Che cosa? Prima di tutto cultura. Cioè il modo in cui un’organizzazione decide davvero, di cosa si fida, dove accelera e dove rallenta. Poi processo: non il processo teorico del manuale, ma quello reale, pieno di eccezioni, escalation, deroghe, vincoli, responsabilità. Poi trust, che nell’enterprise è sempre una valuta decisiva.
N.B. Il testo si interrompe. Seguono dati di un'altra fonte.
PR #6611, opened 2023-12-29
fix(react): don't set options before suspending

### LINKED ISSUE #6392: [react-query] useSuspenseQueries does not throw on errors after queryKey change
### Describe the bug

`useSuspenseQuery` does not throw errors occurring in queryFn and returns data as undefined, when queryFn was invoked in reaction to a state change.

See example and repro steps for more information.

https://codesandbox.io/s/react-query-usesuspensequery-does-not-throw-on-querykey-change-lpgyl9

### Steps to reproduce

1. Setup a standard query client, provider, suspense and error boundary
2. Setup a query that loads something based on a prop or state (for example loading a post by id)
3. Have the query succeed on first render
4. Make a state change, for example changing the desired post to a non-existing id (and have your loading logic throw an error when the post is not found)
5. Observe that the return value of useSuspenseQuery has the property `data` set to `undefined` and `error` to the error thrown in `queryFn`

In my minimal example, clicking the "Should fail" button toggles a `shouldFail` flag to true, making `queryFn` throw an error, resulting in the described behavior. Clicking the button a second time makes `useSuspenseQuery` throw and trigger the ErrorBoundary.

### Expected behavior

I would expect `useSuspenseQuery` to throw when there was no data available *for the current queryKey*, not for the previous invocation.

Every time

### Screenshots or Videos

_No response_

### Platform

Windows, behavior observed in both Firefox and Chrome.

### Tanstack Query adapter

react-query

### TanStack Query version

5.8.4

### TypeScript version

_No response_

### Additional context

I've done some digging myself, looking at `defaultThrowOnError` and noticed that `query.queryKey` matches the previous query key, rather than the current and the data that indeed belongs to that previous queryKey. This data is not undefined, and thus no throw happens.

### LINKED ISSUE #6486: useSuspenseQuery made extra request with old value
### Describe the bug

When combine useSuspenseQuery  with  startTransition or useDeferredValue , will trigger extra request with the old value 

I made some test and think the problem is introduced in 5.8.6

https://stackblitz.com/edit/stackblitz-starters-fhjkbj?file=src%2Findex.js

### Steps to reproduce

click the incre button and look at the console 

### Expected behavior

not trigger extra request with the old value 

Every time

### Screenshots or Videos

_No response_

### Platform

all

### Tanstack Query adapter

None

### TanStack Query version

v5.8.6

### TypeScript version

_No response_

### Additional context

_No response_

### LINKED ISSUE #6498: `useSuspenseQueries` and `startTransition` will trigger infinite query requesting
### Describe the bug

If you use `startTransition` to change any value used in a query of `useSuspenseQueries` you will get infinite query requesting.

https://codesandbox.io/p/sandbox/tanstack-query-bug-forked-sz564y?file=%2Fsrc%2FApp.js

Edit: Query cancellation was important for this bug to manifest: https://codesandbox.io/p/sandbox/infinite-query-retrying-example-9k2456?file=%2Fsrc%2FApp.js

### Steps to reproduce

1. Open the code sandbox
2. Open the console
3. Click on the `set seed` button
4. Watch the infinite query requesting

### Expected behavior

I expect not to get into the infinite requesting state.

Every time

### Screenshots or Videos

https://github.com/TanStack/query/assets/71276198/eaa7ccdf-a863-4a28-8bb0-7a680ae78cf8

### Platform

- OS: MacOS
- Browser: Chrome
- Version: 119.0.6045.199

### Tanstack Query adapter

react-query

### TanStack Query version

5.12.2

### TypeScript version

_No response_

### Additional context

Might be related to the following issues: 
- https://github.com/TanStack/query/issues/6486 
- https://github.com/TanStack/query/issues/6491

TkDodo:
setting options right before suspending is a side effect, and it has repercussions if used in transitions where the component stays mounted

to fix #6392 in a different way, we can't rely on `observer.getCurrentQuery()` when reading for error boundaries / suspense, because it can lag behind; instead, we can just read from the queryCache directly to get the latest values

fixes #6486
fixes #6498


TkDodo:
we can see here that this fixes the original issue:

https://codesandbox.io/p/devbox/tanstack-query-example-react-basic-typescript-forked-mqmdyw?file=%2Findex.html%3A15%2C10

PR #6621, opened 2023-12-31
feat(angular-query): add injectMutationState

arnoud-dv:


packages/angular-query-experimental/src/inject-mutation-state.ts
```diff
@@ -0,0 +1,77 @@
...
+
+    effect(
+      () => {
+        // Setting the signal from an effect because it's both 'computed' from options()
+        // and needs to be set imperatively in the mutationCache listener.
+        result.set(getResult(mutationCache, options()))
+      },
+      {
+        allowSignalWrites: true,
+      },
```
eneajaho, line 58:
```suggestion
      () => {
        const options = options();
        
        // Setting the signal from an effect because it's both 'computed' from options()
        // and needs to be set imperatively in the mutationCache listener.
        untracked(() => result.set(getResult(mutationCache, options)));
      },
```

arnoud-dv: Is the suggested change for this reason? https://twitter.com/GergelySzerovay/status/1754915190213144949

eneajaho: Yeah. More here:  https://github.com/angular/angular/issues/53986

adam4nj:
is injectMutationState not going to be implemented?

arnoud-dv:
> is injectMutationState not going to be implemented?

Probably today, but this PR was very old.

arnoud-dv:
@adam4nj injectMutationState is now available in [v5.22 ](https://github.com/TanStack/query/releases/tag/v5.22.0)!

PR #6622, opened 2023-12-31
feat(eslint-plugin): add `no-deprecated-options` rule

iammminzzy:
Resolves https://github.com/TanStack/query/discussions/5279#discussioncomment-5942835.

I took the existing `prefer-query-object-syntax` rule and modified it to look for deprecated callbacks.

### DIFF
--- a/docs/config.json
+++ b/docs/config.json
@@ -304,6 +304,10 @@
               "to": "react/eslint/exhaustive-deps"
             },
             {
+              "label": "No deprecated options",
+              "to": "react/eslint/no-deprecated-options"
+            },
+            {
               "label": "Prefer object syntax",
               "to": "react/eslint/prefer-query-object-syntax"
             },
--- a/docs/react/eslint/eslint-plugin-query.md
+++ b/docs/react/eslint/eslint-plugin-query.md
@@ -33,6 +33,7 @@ Then configure the rules you want to use under the rules section:
 {
   "rules": {
     "@tanstack/query/exhaustive-deps": "error",
+    "@tanstack/query/no-deprecated-options": "error",
     "@tanstack/query/prefer-query-object-syntax": "error",
     "@tanstack/query/stable-query-client": "error"
   }
--- a/docs/react/eslint/no-deprecated-options.md
+++ b/docs/react/eslint/no-deprecated-options.md
@@ -1,0 +1,65 @@
+---
+id: no-deprecated-options
+title: Disallowing deprecated options
+---
+
+This rule warns about deprecated [`useQuery`](https://tanstack.com/query/v4/docs/reference/useQuery) options which will be removed in [TanStack Query v5](https://tanstack.com/query/v5/docs/react/guides/migrating-to-v5).
+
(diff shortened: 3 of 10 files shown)


TkDodo:
Thanks, I think we _can_ ship this, but tbh, I don't really think it's worth it. The overlap of:
- people knowing about the eslint-plugin
- updating the eslint-plugin to the latest version
- still being on v4 of react-query
- knowing about and using the callbacks
- not already knowing that they are deprecated

is probably very close to zero

@Newbie012 what do you think? At least we would also need to update the docs please, and we should widen the rule to be `no-deprecated-properties` and look for all deprecated ones. But I really don't think it's worth the effort ...

NMinhNguyen:
> Thanks, I think we _can_ ship this, but tbh, I don't really think it's worth it. The overlap of:
> 
> * people knowing about the eslint-plugin
> * updating the eslint-plugin to the latest version
> * still being on v4 of react-query
> * knowing about and using the callbacks
> * not already knowing that they are deprecated
> 
> is probably very close to zero

Just to share my perspective, the rule in its current form is still incredibly helpful. At work we have a big monorepo with more than 100 apps, and although we are aware of the deprecation, it’s not easy to upgrade to v5. With this ESLint rule, we can gradually turn on the rule. But with TypeScript, it’s kinda an all or nothing approach - you can’t really upgrade package by package as well as prevent hundreds of developers from using the callbacks in new code.

Newbie012:
I think @NMinhNguyen has a point.

At work, we also didn't upgrade to v5 (due to other reasons). With ESLint, you can enforce rules incrementally, unlike upgrading to v5 which is all or nothing.

LGTM.

TkDodo:
Understood. I would still like these 3 things please:
- docs
- rename to `no-deprecated-options`
- widen the rule to include other options that are deprecated in v4

NMinhNguyen:
> widen the rule to include other options that are deprecated in v4

Could you please help enumerate what these are? Presumably there is a v4 alternative for each one of them?

TkDodo:
> > widen the rule to include other options that are deprecated in v4
> 
> Could you please help enumerate what these are? Presumably there is a v4 alternative for each one of them?

## useQuery options

- the `isDataEqual` option is deprecated
- `onSuccess`, `onError` and `onSettled` are deprecated

## others

- `remove` returned from `useQuery` is deprecated
- the `contextSharing` option on the `QueryClientProvider` is deprecated
- the `logger` option on `QueryClient` constructor is deprecated

it's fine if we just do the `useQuery` options, or, if you want to go deeper, feel free to do the others as well.

iammminzzy:
Thank you so much for the review and suggestions, @TkDodo!

> it's fine if we just do the `useQuery` options

I decided to keep it simple for now and just handle the deprecated callbacks as well as `isDataEqual`.

Additionally, the rule would previously highlight the entire `useQuery()` call, but now it should only target individual options:

### before

image


### after

image

TkDodo (approved):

Infine dati: non dati in astratto, ma dati contestualizzati, governati, storicizzati, connessi ai workflow e quindi utili nel momento in cui serve decidere.

Questa, per me, è la vera agenda di crescita del SaaS nel ciclo che si apre: arricchire il valore dell’offerta, non solo aggiungere AI all’offerta.

Vuol dire passare da “ti aiuto a fare operazioni” a “ti aiuto a governare un sistema”. Vuol dire incorporare nel prodotto ontologie di dominio, soglie di rischio, logiche di approvazione, auditabilità, integrazione con i sistemi esistenti, osservabilità, supervisione e continuità del servizio. Più l’intelligenza diventa abbondante, più il valore sale verso ciò che rende quell’intelligenza affidabile nel mondo reale.

Per questo credo poco all’idea che, per un incumbent serio, l’obiettivo debba essere diventare AI-native in senso letterale. Quella è una categoria utile per molte startup. Per chi ha legacy, storia, clienti, reputazione, conoscenza tacita e fiducia accumulata nel tempo, la parola giusta non è rinascere: è trasformarsi.

La legacy non è solo un peso. Se è sana, è un patrimonio. Il tema è evitare che diventi un alibi.

Per questo continuo a preferire una formula diversa: AI First, Human Led.

AI First significa che l’intelligenza artificiale non va trattata come una feature accessoria, ma come il centro del ridisegno operativo, commerciale e di prodotto. Human Led significa che direzione, giudizio, responsabilità e relazione di fiducia restano umani. Non per nostalgia, ma perché è lì che si concentrerà una quota crescente del valore.

Tra l’altro, più l’AI diventa capace, meno ha senso usare come unica metrica la frequenza dell’errore. Oggi chiediamo: quante volte sbaglia? Domani dovremo chiederci soprattutto: quanto pesa quando sbaglia? I modelli saranno sempre meno fallibili sulle attività ordinarie, ma avranno più agency, più autonomia, più capacità di agire su workflow, codice, documenti, clienti e decisioni. Passeremo da errori più frequenti ma piccoli a errori più rari e più impattanti.

Ecco perché la differenza, nei prossimi anni, non sarà solo tecnologica. Sarà soprattutto manageriale.

La tecnologia sarà la condizione necessaria per stare in partita. Ma a vincere saranno le aziende che sapranno definire meglio il lavoro, delegare meglio, verificare meglio, ridisegnare meglio. In fondo è questo il paradosso più interessante dell’AI: più l’intelligenza diventa economica, più diventano preziose le capacità umane di orientarla.

Io ci vedo una possibilità molto concreta di nuovo umanesimo. Non un ritorno romantico all’uomo contro la macchina, ma il contrario: persone dotate di strumenti potentissimi, chiamate però a esercitare ancora più giudizio, più visione, più responsabilità.

Il futuro del SaaS, allora, non è una rincorsa isterica all’etichetta AI-native. È una trasformazione profonda dell’offerta. Meno software come catalogo di funzioni. Più software come capacità aumentata. Meno AI come slogan. Più AI come disciplina industriale.

E soprattutto: meno fascinazione per ciò che il modello sa fare da solo. Più attenzione a ciò che il cliente non può permettersi di lasciare senza cultura, processo, trust e dati.